Hello,
I am struggling to understand the MD optional tag of the SAM format. Let's say I have the following alignment:
ref ATGC-TTTCCGGC--CC
seq ACG-ATTT--GGATGCC
I understrand the CIGAR for the seq entry should be (I believe): 3M1D1I3M2D3M2I2M
but what about the relative MD tag? Deletions in the query sequence are indicated with the caret ^
but the deletions? and would consecutive insertions be treated independently with a series of carets? so that the MD field would be: 1T1^C{unknown}3^C^C3{unknown}{unknown}2
?
Thank you
interesting script! anyhow, I made a typo in the seq sequence, it should have ended with a double C (corrected), sorry. If I understand correctly, MD ignores the deletions since they do not affect the reference sequence, whereas insertions get the caret; from what you worte, consecutive insertions are indicated by a single caret, right?
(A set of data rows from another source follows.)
PR #7465, opened 2026-08-03
feat: reconcile hosted agents, pools and config sources (7/11)

ibuildthecloud:
The controllers turn the resources into running sandboxes: an instance is
placed in a pool, given a credential and a configuration, and handed to the
backend; a pool is created before anything needs it and removed with its last
instance; a user's instances go when the user does.

The configuration a sandbox receives is built here, and it is the contract the
images depend on. Every endpoint in it is absolute and every skill is already
on disk, so an image boots by reading a file and needs to know nothing about
Obot -- not its address, not its routes. Credentials are written to a second,
tighter-permissioned file so the configuration itself can be world-readable and
carries no secret.

A config source is a git repository of harness and template definitions, synced
on an interval. Sync does not rewrite the references a template makes: a
template naming a server that is not installed still syncs and is reported
unavailable, and installing the server later makes it work with no resync.

---

Part 7 of an 11-PR stack. Base: `feat/hosted-agents-06-server-wiring`.

## Stack

1. #7459 — Resource model
**→ 7. #7465 — Controllers / reconcilers** (this PR)
8. #7466 — REST API
9. #7467 — Admin UI
10. #7468 — User UI

### DIFF
--- a/pkg/controller/controller.go
+++ b/pkg/controller/controller.go
@@ -73,6 +73,10 @@ func (c *Controller) PreStart(ctx context.Context) error {
 		return fmt.Errorf("failed to ensure default user role setting: %w", err)
 	}
 
+	if err := ensureHostedAgentPoolDefaults(ctx, c.services.StorageClient); err != nil {
+		return fmt.Errorf("failed to ensure hosted agent pool defaults: %w", err)
+	}
+
 	resourceMaximums := c.services.MCPSessionManager.KubernetesResourceMaximums()
 	if err := ensureK8sSettings(ctx, c.services.StorageClient, c.services.PodSchedulingSettingsFromHelm, c.services.PSASettingsFromHelm, resourceMaximums); err != nil {
 		return fmt.Errorf("failed to ensure K8s settings: %w", err)
@@ -386,6 +390,40 @@ func ensureDefaultUserRoleSetting(ctx context.Context, client kclient.Client) er
 	return client.Update(ctx, &defaultRoleSetting)
 }
 
+func ensureHostedAgentPoolDefaults(ctx context.Context, client kclient.Client) error {
+	const gibibyte = int64(1024 * 1024 * 1024)
+
+	var defaults v1.HostedAgentPoolDefaults
+	key := kclient.ObjectKey{Namespace: system.DefaultNamespace, Name: "default"}
+	if err := client.Get(ctx, key, &defaults); err == nil {
+		// Defaults are administrator-owned after creation.
+		return nil
+	} else if !apierrors.IsNotFound(err) {
+		return err
+	}
+
+	return client.Create(ctx, &v1.HostedAgentPoolDefaults{
+		ObjectMeta: metav1.ObjectMeta{
+			Name:      key.Name,
+			Namespace: key.Namespace,
+		},
+		Spec: v1.HostedAgentPoolDefaultsSpec{
+			Manifest: types.HostedAgentPoolDefaultsManifest{
+				Capacity: types.HostedAgentResourceQuantity{
+					CPUVCPUs:     1,
+					MemoryBytes:  4 * gibibyte,
+					StorageBytes: 20 * gibibyte,
+				},
+				// Seeded explicitly rather than left to the fallback, so an
+				// administrator opening the defaults sees the number that is
+				// actually in force. With the capacity above this gives each
+				// sandbox 250m CPU and 1GiB guaranteed.
+				MaxSandboxes: 4,
+			},
+		},
+	})
+}
+
 // ensureK8sSettings ensures the K8sSettings resource exists with proper configuration.
 // podSchedulingSettings: affinity, tolerations, resources, runtimeClassName - can be managed via Helm OR UI.
 //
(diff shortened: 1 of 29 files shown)


pkg/controller/handlers/cleanup/user.go
```diff
@@ -174,3 +191,127 @@ func (u *UserCleanup) Cleanup(req router.Request, _ router.Response) error {
...
+	}); err != nil {
+		return false, err
+	}
+	if len(instances.Items) > 0 {
+		for i := range instances.Items {
+			if err := req.Delete(&instances.Items[i]); err != nil && !apierrors.IsNotFound(err) {
+				return false, err
+			}
+		}
+		resp.RetryAfter(hostedAgentCleanupRetryInterval)
```
thedadams: Don't need to set a `RetryAfter` because the framework will retry the object when any of the listed items changes.

The same comment holds for all the `RetryAfter` calls in this function.

pkg/controller/controller.go
```diff
@@ -584,6 +622,12 @@ func (c *Controller) setupLocalK8sRoutes() {
 		// instead of waiting for the periodic service-account key rotation loop.
 		c.services.LocalRouter.Type(&corev1.Secret{}).Namespace(c.services.ServiceNamespace).Name(serviceaccounts.NetworkPolicySecretName).IncludeRemoved().HandlerFunc(c.reconcileServiceAccountSecretChange)
 	}
+	// Every handler below reconciles MCP state from cluster objects. The local
+	// router also exists when only hosted agents run on Kubernetes, and in that
+	// case none of this applies.
+	if !mcp.IsKubernetesBackend(c.services.MCPRuntimeBackend) {
+		return
+	}
```
thedadams: Don't do this. Just let the nil-ness of the `EveryReplicaRouter` gate this.

pkg/controller/handlers/hostedagent/credentials/credentials.go
```diff
@@ -0,0 +1,117 @@
...
+	if i == nil || i.gatewayClient == nil {
+		return nil
+	}
+
+	var errs []error
+	if err := i.gatewayClient.DeleteHostedAgentAPIKeys(ctx, instanceID); err != nil {
+		errs = append(errs, err)
+	}
+	if _, err := i.gatewayClient.DeleteCredential(ctx, credentialContext, instanceID); err != nil {
+		if _, ok := errors.AsType[client.CredentialNotFoundError](err); !ok {
```
thedadams: `DeleteCredential` doesn't return a `client.CredentialNotFoundError`. That method is idempotent.

pkg/controller/handlers/hostedagent/hostedagent.go
```diff
@@ -0,0 +1,678 @@
...
+}
+
+// EnsurePool resolves the instance's pool before backend
+// reconciliation. The deterministic names make concurrent first-instance
+// reconciles for one user converge on the same pool and assignment.
+func (h *Handler) EnsurePool(req router.Request, _ router.Response) error {
+	instance := req.Object.(*v1.HostedAgentInstance)
+	if !instance.DeletionTimestamp.IsZero() {
+		return nil
+	}
```
thedadams: If you didn't add `IncludeRemoved()` or `IncludeFinalizing()` then this handler won't be called for instances that are being deleted.

pkg/controller/handlers/cleanup/user.go
ibuildthecloud: Fixed in `9ac18dc9`. All four `RetryAfter` calls in that function are gone, along with the `hostedAgentCleanupRetryInterval` constant and the now-unused `resp` parameters.

You are right that the framework re-reconciles when the listed objects change. Worse than redundant, the fixed 10s interval was a slower answer than the event: deleting the instances is what makes the next pass succeed, and that arrives as a change rather than after a timer.

pkg/controller/controller.go
ibuildthecloud: Fixed in `9ac18dc9` — and this was a regression I introduced, not just an awkward shape.

`setupLocalK8sRoutes` is called unconditionally, on `main` as well. My early return therefore did not only skip what I intended: it stopped the **tunnel peer** handler from registering whenever MCP was not on Kubernetes, which had nothing to do with hosted agents and worked before this stack.

It was also in the wrong place for its stated purpose. The MCP handlers it claimed to guard are inside the `LocalRouter != nil` block *above* it, so they were never gated at all.

The gate now sits on the block it was meant for, and the tunnel peer handler is back to being gated only by nil-ness as you said:

```go
if c.services.LocalRouter != nil && mcp.IsKubernetesBackend(c.services.MCPRuntimeBackend) {
    ... MCP handlers ...
}

if c.services.EveryReplicaRouter != nil {
    ... tunnel peer ...
}
```

The MCP handlers still need a gate of some kind, because the local router now also exists when only hosted agents run on Kubernetes -- that part of the intent was real, just implemented in the wrong spot.

pkg/controller/handlers/hostedagent/credentials/credentials.go
ibuildthecloud: Fixed in `9ac18dc9`. The branch is gone; the error is appended unconditionally now, with a note that the method is idempotent so nobody re-adds the filter.

Worth flagging that I left the other one alone, a few lines up: `RevealCredential` does return `CredentialNotFoundError`, on the first issue for an instance that has no credential yet. That one is load-bearing.

pkg/controller/handlers/hostedagent/hostedagent.go
ibuildthecloud: You are right, and I removed the guard rather than adding the option — fixed in `9ac18dc9`.

`EnsurePool` is registered as a plain `HandlerFunc`, so it is never called for an instance being deleted, and the `DeletionTimestamp` check at the top could not fire. Deletion is already handled where it belongs: `RemoveInstance` is registered with `FinalizeFunc`, and `cleanup.Cleanup` handles the rest.

Adding `IncludeRemoved()` here would have been the wrong direction — pool assignment has nothing to do for an instance on its way out.

thedadams (approved):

Tx
Mmm, not quite. The purpose of the MD tag is to reconstruct the reference sequence given the read sequence, the cigar string and, of course, the MD tag. Insertions in the reference are not part of the reference (by definition!) so they don't need to be encoded in the MD. The caret indicates that there is a deletion in the reference, i.e. there are reference bases missing in the read sequence, so we put these missing bases in the MD. I think you've got your deletion/insertion terminology the other way round. "Insertion" means insertion in the reference and "deletion" means deletions in the reference (not in the read). Hope it makes sense...! Have a look also at this nice explanation https://github.com/vsbuffalo/devnotes/wiki/The-MD-Tag-in-BAM-Files
it is very confusing, i have also read the link you sent me but since there are not the original sequences it is difficult for me to follow. since ^ indicates a deletion in the reference, shouldn't the MD of this example have a ^T^G since TG are present in seq but missing in the reference? (the first substitution I indicated can simply be reported as a mutation). So the MD should be
1T1C3
for the first 7 bases. But afterwards? should i simply ignore the following CC that represent a deletion in seq? then there is a 2C then a ^T^G (or simply ^TG) and a final 2?